Traci Robison has two sons-- one in Rebecca Combs’s 4th grade class at Burnett Creek and another in 7th grade at Battle Ground Middle School. She says the elementary school had a meeting where parents could see sample questions and discuss some of the challenges students might face. But Robison came away feeling the tests weren’t grade-appropriate.

“The length of the passages they needed to read, I would say, were probably longer than what I took on the SAT,” says Robison. “The paragraphs, the content that was in them, I have a hard time believing they were at the 4th grade level. And it makes me really question whether the state tested the test to make sure it was appropriate for the level they’re giving it to.”

In fact, that’s part of the problem – the questions haven’t been tested, so the useless ones haven’t been weeded out and the tests take longer than they need to.
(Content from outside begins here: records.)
PR #1103, opened 2022-07-26
Amend desired outcomes

kth13:

- allow the user to amend the desired outcomes for a service category.
- updates the current referral to the new desired outcomes
- captures the audit information in the change log table

- The user needed the ability the amend the referrals after it is been assigned as it helps them to correct their mistakes and avoid re-referring again

### DIFF
--- a/src/main/kotlin/uk/gov/justice/digital/hmpps/hmppsinterventionsservice/service/AmendReferralService.kt
+++ b/src/main/kotlin/uk/gov/justice/digital/hmpps/hmppsinterventionsservice/service/AmendReferralService.kt
@@ -1,0 +1,139 @@
+package uk.gov.justice.digital.hmpps.hmppsinterventionsservice.service
+
+import org.springframework.data.repository.findByIdOrNull
+import org.springframework.http.HttpStatus
+import org.springframework.security.oauth2.server.resource.authentication.JwtAuthenticationToken
+import org.springframework.stereotype.Service
+import org.springframework.web.server.ResponseStatusException
+import org.springframework.web.server.ServerWebInputException
+import uk.gov.justice.digital.hmpps.hmppsinterventionsservice.authorization.UserMapper
+import uk.gov.justice.digital.hmpps.hmppsinterventionsservice.dto.AmendComplexityLevelDTO
+import uk.gov.justice.digital.hmpps.hmppsinterventionsservice.dto.AmendDesiredOutcomesDTO
+import uk.gov.justice.digital.hmpps.hmppsinterventionsservice.dto.ReferralAmendmentDetails
+import uk.gov.justice.digital.hmpps.hmppsinterventionsservice.events.ReferralEventPublisher
+import uk.gov.justice.digital.hmpps.hmppsinterventionsservice.jpa.entity.Changelog
+import uk.gov.justice.digital.hmpps.hmppsinterventionsservice.jpa.entity.Referral
+import uk.gov.justice.digital.hmpps.hmppsinterventionsservice.jpa.entity.SelectedDesiredOutcomesMapping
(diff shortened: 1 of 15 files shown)


src/main/kotlin/uk/gov/justice/digital/hmpps/hmppsinterventionsservice/service/AmendReferralService.kt
```diff
@@ -1,44 +1,59 @@
...
+  private val serviceCategoryRepository: ServiceCategoryRepository,
   private val userMapper: UserMapper,
   private val referralService: ReferralService
 ) {
 
-  fun updateComplexityLevel(referral: Referral, update: AmendComplexityLevelDTO, authentication: JwtAuthenticationToken): AmendComplexityLevelDTO? {
+  fun updateComplexityLevel(referral: Referral, update: AmendComplexityLevelDTO, serviceCategoryId: UUID, authentication: JwtAuthenticationToken): Changelog? {
+
+    if (referral.approvedActionPlan != null) {
+      throw ServerWebInputException("desired outcomes cannot be updated: the action plan is already approved")
```
JakeGoodwin22, line 43: should say 'complexity level cannot be updated'

src/main/kotlin/uk/gov/justice/digital/hmpps/hmppsinterventionsservice/service/AmendReferralService.kt
```diff
@@ -49,7 +64,70 @@ class AmendReferralService(
...
+      oldValue,
+      newValue,
+      amendDesiredOutcomesDTO.reasonForChange,
+      OffsetDateTime.now(),
+      actor
+    )
+    changelogRepository.save(changelog)
+    val savedReferral = referralRepository.save(referral)
+    referralEventPublisher.referralDesiredOutcomesChangedEvent(savedReferral)
+    return changelog
```
NeilLuptonMoJ, line 130: should we be returning the changelog entry?  The user of the endpoint is trying to update the referral, the changelog entry is created as a side effect of this update, so that isn't what I'd expect to see sent back

src/main/kotlin/uk/gov/justice/digital/hmpps/hmppsinterventionsservice/service/AmendReferralService.kt
kth13: Its a copy-paste error, will update it

src/main/kotlin/uk/gov/justice/digital/hmpps/hmppsinterventionsservice/service/AmendReferralService.kt
kth13: we are not returning the changelog back to the user. It just returns back to the controller. We then return this object

NeilLuptonMoJ: I don't need any of the values for the front end, it doesn't use the return values anyway.  
But for a user of this endpoint I don't think that would be an expected response - they are trying to amend a referral, the changelog details are created as a side effect so I wouldn't expect that to be the response (and if they are hitting amend-desired-outcomes why do they need amendTopic in the response?)

kth13: Though its extracting from the changelog, its actually the value that is been updated that has been passed back. I agree with you saying we don't need amendTopic but if that is case, we don't need other values also to be send back. Instead we can simply send a string message "Details Amended" with a 204 status code or else send back the ReferralDTO object.

NeilLuptonMoJ (approved):
👍

PR #1118, opened 2022-08-04
Adding new ingress

Froom2:

This is the first step of updating the ingress as per https://user-guide.cloud-platform.service.justice.gov.uk/documentation/other-topics/Switch-ingress-to-v1-ingress-controller.html

This is a required update.


kth13 (approved):
LGTM

PR #1119, opened 2022-08-04
Removing if statement in ingress

Froom2:

removes an unnecessary if statement in the ingress

the build was failing.


kth13 (approved):
LGTM

PR #1131, opened 2022-08-09
rename the alter changelog table file name to maintain the sequence f…

kth13:
…or flyway migration

rename the alter changelog table file name to maintain the sequence for flyway migration

The dev deployment is broken due to the sequence of the file changed


NeilLuptonMoJ:
not sure we should be adding `outOfOrder` just to get this one through, would it not be better to delete the v101 file (instead of renaming it) and add v100 as a new file?  Dev would have to be manually updated to remove the v101 flyway entry if it's already been created

kth13:
@NeilLuptonMoJ outOfOrder  is a temporary measure to resolve this issue. You mean to say add 100 as an empty file?

kth13:
This pull request is not required anymore as the issue in dev is resolved after we cleanup the row in flyway migration table

PR #1132, opened 2022-08-09
Fixing Performance issue when withdrawn referrals are shown in SP das…

kth13:

- Fixing Hibernate HHH000104 firstResult maxResults warning. 
- Now retrieving the data is a two step process, first we retrieve only the ID's using the Spec query
- Then we retrieve the entity using the Id's which we got as a result of the previous query

- When the fix for hiding withdrawn referrals was introduced in production, the performance issue started happening where the entire service was crashing because Hibernate did lots of pagination in memory. This fix was done as part of recommendation to fix the HHH000104 error.

## Performance testing

- As part of our team discussion, we decided to do performance test for the dashboard to make sure the new application is performing well after this change is introduced.


OmotayoTalabi (approved):

sldblog:
@kth13 Can this be rebased and merged? Is there something preventing this from going live?

PR #1134, opened 2022-08-11
all case search by reference number

kth13:

- introduce all case search by reference number. 

- we had case search by person on probation but we had a requirement where we need provide the capability to the user to search all cases by reference number


JakeGoodwin22 (approved):
LGTM

PR #1135, opened 2022-08-12
End of service report fix

OmotayoTalabi:
to fix end of service report bug 

Unable to complete EoSR. All appointments have an outcome but not giving them the option to complete an EoSR.


src/main/kotlin/uk/gov/justice/digital/hmpps/hmppsinterventionsservice/service/DeliverySessionService.kt
```diff
@@ -221,7 +221,9 @@ class DeliverySessionService(
       deliusAppointmentId = deliusAppointmentId,
       createdAt = OffsetDateTime.now(),
       createdBy = existingAppointment?.createdBy ?: authUserRepository.save(updatedBy),
-      referral = existingAppointment?.referral ?: session.referral
+      referral = existingAppointment?.referral ?: session.referral,
+      superseded = session.appointments.size> 0
```
kth13, line 225: What if there are two separate appointments(both will have superseded=false), then this case would be true.

kth13 (approved):
LGTM

PR #1160, opened 2022-08-25
pact test fix

NeilLuptonMoJ:

create referral for previous day to prevent `APPOINTMENT_TIME_BEFORE_REFERRAL_START_DATE` error

Pact test is creating a past appointment (at start of current day) but actionplancontract is setting up referral with start date of now, so creating past appointment fails


kth13 (approved):
LGTM

PR #1161, opened 2022-08-25
End of service report

markmoj:

fixes the issue where superseded was not set correctly in db

to fix the superseded issue


src/test/kotlin/uk/gov/justice/digital/hmpps/hmppsinterventionsservice/service/DeliverySessionServiceTest.kt
```diff
@@ -196,7 +205,38 @@ class DeliverySessionServiceTest @Autowired constructor(
...
+        it, ""
+      )
+    }
+
+    val appointment = deliverySession?.appointments?.first()
+
+    assertThat(appointment?.superseded).isFalse
+  }
+  @Test
+  fun `superseded flag set to true when pop did not attended appointment`() {
```
sldblog, line 225: Can we replace the acronym with the expanded version, please? It would help future developers a lot

src/test/kotlin/uk/gov/justice/digital/hmpps/hmppsinterventionsservice/service/DeliverySessionServiceTest.kt
```diff
@@ -196,7 +205,38 @@ class DeliverySessionServiceTest @Autowired constructor(
       assertThat(error.message).contains("can't schedule new appointment for session; latest appointment has no feedback delivered")
     }
   }
+  @Test
+  fun `superseded flag set to false when pop attended appointment`() {
```
sldblog, line 209: It looks like only `Attended.{YES, NO}` cases are tested. Can we test the `LATE` case?

src/test/kotlin/uk/gov/justice/digital/hmpps/hmppsinterventionsservice/service/DeliverySessionServiceTest.kt
```diff
@@ -355,18 +395,6 @@ class DeliverySessionServiceTest @Autowired constructor(
...
-    @Test
-    fun `expect failure when appointment is in the future`() {
-      val deliverySession = deliverySessionFactory.createScheduled(appointmentTime = OffsetDateTime.now().plusMonths(2))
-      val referral = deliverySession.referral
-      val appointment = deliverySession.currentAppointment!!
-
-      val error = assertThrows<ResponseStatusException> {
-        deliverySessionService.recordAppointmentAttendance(referral.id, appointment.id, defaultUser, Attended.YES, "additionalInformation")
-      }
-      assertThat(error.message).contains("Cannot submit feedback for a future appointment [id=${appointment.id}]")
```
sldblog, line 368: Is this assertion no longer relevant?

sldblog (commented):
Sorry, I still out of touch a bit, this is only a cursory review -- thought I'd raise the initial set of questions early

src/main/kotlin/uk/gov/justice/digital/hmpps/hmppsinterventionsservice/service/DeliverySessionService.kt
```diff
@@ -265,9 +263,6 @@ class DeliverySessionService(
     additionalInformation: String?
   ): Pair<DeliverySession, Appointment> {
     var sessionAndAppointment = getDeliverySessionAppointmentOrThrowException(referralId, appointmentId)
-    if (sessionAndAppointment.second.appointmentTime.isAfter(OffsetDateTime.now())) {
```
kth13, line 268: This checks are recently added by Neil for fixing the bug where we should not allow to give session feedback to future appointments. I think we need this

src/main/kotlin/uk/gov/justice/digital/hmpps/hmppsinterventionsservice/service/DeliverySessionService.kt
```diff
@@ -322,10 +317,6 @@ class DeliverySessionService(
       throw ResponseStatusException(HttpStatus.UNPROCESSABLE_ENTITY, "can't submit session feedback unless attendance has been recorded")
     }
 
-    if (appointment.appointmentTime.isAfter(OffsetDateTime.now())) {
-      throw ResponseStatusException(HttpStatus.BAD_REQUEST, "Cannot submit feedback for a future appointment [id=${appointment.id}]")
```
kth13, line 326: Same as above

src/main/kotlin/uk/gov/justice/digital/hmpps/hmppsinterventionsservice/service/DeliverySessionService.kt
```diff
@@ -343,9 +334,6 @@ class DeliverySessionService(
   fun submitSessionFeedback(referralId: UUID, appointmentId: UUID, submitter: AuthUser): Pair<DeliverySession, Appointment> {
     var sessionAndAppointment = getDeliverySessionAppointmentOrThrowException(referralId, appointmentId)
     val appointment = sessionAndAppointment.second
-    if (appointment.appointmentTime.isAfter(OffsetDateTime.now())) {
```
kth13, line 346: Same as the above two comments

src/test/kotlin/uk/gov/justice/digital/hmpps/hmppsinterventionsservice/service/DeliverySessionServiceTest.kt
kth13: As we need this feature, please bring this back

src/main/kotlin/uk/gov/justice/digital/hmpps/hmppsinterventionsservice/service/DeliverySessionService.kt
NeilLuptonMoJ: yes this a regression, we need to keep this

src/main/kotlin/uk/gov/justice/digital/hmpps/hmppsinterventionsservice/service/DeliverySessionService.kt
```diff
@@ -109,7 +109,7 @@ class DeliverySessionService(
       appointmentTime = appointmentTime,
       durationInMinutes = durationInMinutes,
       referral = session.referral,
-      superseded = session.appointments.size >= 1
+      superseded = attended == null,
```
NeilLuptonMoJ, line 112: all new appointments are created with attended = null, this is marking them as superseded which isn't correct

NeilLuptonMoJ: Instead of these changes to `DeliverySessionService.kt` would it not be better to let `AppointmentService.kt` handle the superseded flag?

It has existing processing 
```
  private fun updateAppointment(
   ....
    oldAppointment.superseded = true
    appointmentRepository.save(oldAppointment)
   ...
```
which does exactly what we want, but this method isn't called in the current reschedule appointment processing - so either find which method is being used and update it to include the above, or refactor to use updateAppointment as part of the call.  What do you think @kth13 ?

NeilLuptonMoJ: alternatively (as deliverysessionservice already has `// TODO: Some code duplication here with AppointmentService.kt`)
in `DeliverySessionService.kt` line 227 something like 
```diff
    appointmentRepository.saveAndFlush(appointment)
+    existingAppointment.superseded = true
+    appointmentRepository.save(existingAppointment)
```
(repeated anywhere else we are creating new appointments where necessary)

should do it, shouldn't it?

src/main/kotlin/uk/gov/justice/digital/hmpps/hmppsinterventionsservice/service/DeliverySessionService.kt
markmoj: reverted

src/main/kotlin/uk/gov/justice/digital/hmpps/hmppsinterventionsservice/service/DeliverySessionService.kt
markmoj: reverted

src/main/kotlin/uk/gov/justice/digital/hmpps/hmppsinterventionsservice/service/DeliverySessionService.kt
markmoj: reverted

src/test/kotlin/uk/gov/justice/digital/hmpps/hmppsinterventionsservice/service/DeliverySessionServiceTest.kt
markmoj: reverted

src/test/kotlin/uk/gov/justice/digital/hmpps/hmppsinterventionsservice/service/DeliverySessionServiceTest.kt
markmoj: Late is the same as attended?

src/main/kotlin/uk/gov/justice/digital/hmpps/hmppsinterventionsservice/service/DeliverySessionService.kt
markmoj: After discussion with @kth13 this change would require another ticket because its quite a big change however superseded by default has been changed to only when rescheduled. see future commit.

PR #1179, opened 2022-09-06
Pact test for amend

OmotayoTalabi:

added pact test

to fix the pact test for amend referral for interpreter required


kth13 (approved):
LGTM

PR #301, opened 2026-07-15
fix(proxy): preserve partial SOCKS response

JSap0914:
## Summary
- Preserve buffered SOCKS response bytes when a reply arrives across multiple reads.
- Advance the buffer only after a complete message has been parsed.
- Related issue: hyperium/hyper#4127

## Verification
- Focused proxy test: `cargo test --test proxy test_socks_v5_without_auth_works`
- Proxy test suite: `cargo test --test proxy`

### DIFF
--- a/src/client/legacy/connect/proxy/socks/mod.rs
+++ b/src/client/legacy/connect/proxy/socks/mod.rs
@@ -9,7 +9,7 @@ use std::future::Future;
 use std::pin::Pin;
 use std::task::{Context, Poll};
 
-use bytes::BytesMut;
+use bytes::{Buf, BytesMut};
 
 use hyper::rt::Read;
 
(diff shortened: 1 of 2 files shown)


src/client/legacy/connect/proxy/socks/mod.rs
```diff
@@ -52,7 +52,9 @@ where
         let n = crate::rt::read(&mut conn, &mut tmp).await?;
         buf.extend_from_slice(&tmp[..n]);
 
-        match M::try_from(buf) {
+        let mut message = buf.clone();
```
seanmonstar, line 55: This will result in copying all the bytes. It would be better to check in the parse function if remaining has enough bytes to parse.

JPDye:
If this isn't actively being worked on, I'll take over and fix it, since it's my mistake in the first place.

JPDye:
I've put up a branch that solves this. (sorry if I stepped on some toes, but I assumed after 2 weeks it's probably alright).

#308

PR #302, opened 2026-07-22
Handle IPv6 addresses as SOCKS destination

FrankTaylorLieder:
(Note: I could not find docs on how to contribute to this repo, let me know if there is a process to follow.)

This change fixes an issue when accessing IPv6 services through the SOCKS proxy using their IP address rather than hostname:
- The IP address is passed over to the SOCKS proxy as type ATYP=0x03 (Domain name) instead of ATYP=0x04 (Address).
- The remote end therefore tries to DNS resolve the address, which fails.

The root cause is:
- The target URI is of the form `http://[2001:db8::1]:8080`.
- The proxy extracts the host part of the URI and gets back `[2001:db8::1]`. (`src/client/legacy/connect/proxy/socks/v4/mod.rs:133`)
- It attempts to parse this as an address and fails, so assumes its a domain name. Incorrect.
- This is not a valid IPv6 address due to the square brackets (they are part of the URI encoding of IPv6 addresses). These need to be stripped to make a valid IPv6 address.

Fix:
- Strip any square brackets from the host part of the URI.
- There will never be square brackets in valid domain names or IPv4 addresses.

### DIFF
--- a/src/client/legacy/connect/proxy/socks/v4/mod.rs
+++ b/src/client/legacy/connect/proxy/socks/v4/mod.rs
@@ -130,7 +130,19 @@ where
 
         let fut = async move {
             let port = dst.port().map(|p| p.as_u16()).unwrap_or(443);
-            let host = dst.host().ok_or(SocksError::MissingHost)?.to_string();
+            let host_from_uri = dst.host().ok_or(SocksError::MissingHost)?;
+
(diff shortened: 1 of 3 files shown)


seanmonstar (approved):
Awesome, thanks!

PR #187, opened 2025-04-25
feat(client): add proxy::SocksV4 and proxy::SocksV5 connectors

JPDye:
cc hyperium/hyper#3851, hyperium/hyper#3877 hyperium/hyper-util#173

Robison says she has friends who are considering not bringing their kids to school for the ISTEP because they’re so disappointed with what’s going on at the state level. Teacher Rebecca Combs says she understands the frustration, but would encourage those parents to reconsider because NOT sending their child will ultimately hurt the school, earning it an ‘undetermined’ score that will figure into the school’s overall A-F letter grade from the state.

All of Indiana’s 3rd through 8th graders are still slated to take the ISTEP this year. But what those tests will look like and what they will measure is still anyone’s guess – and that’s what’s causing teachers to stress out, even as they try to keep their kids relaxed.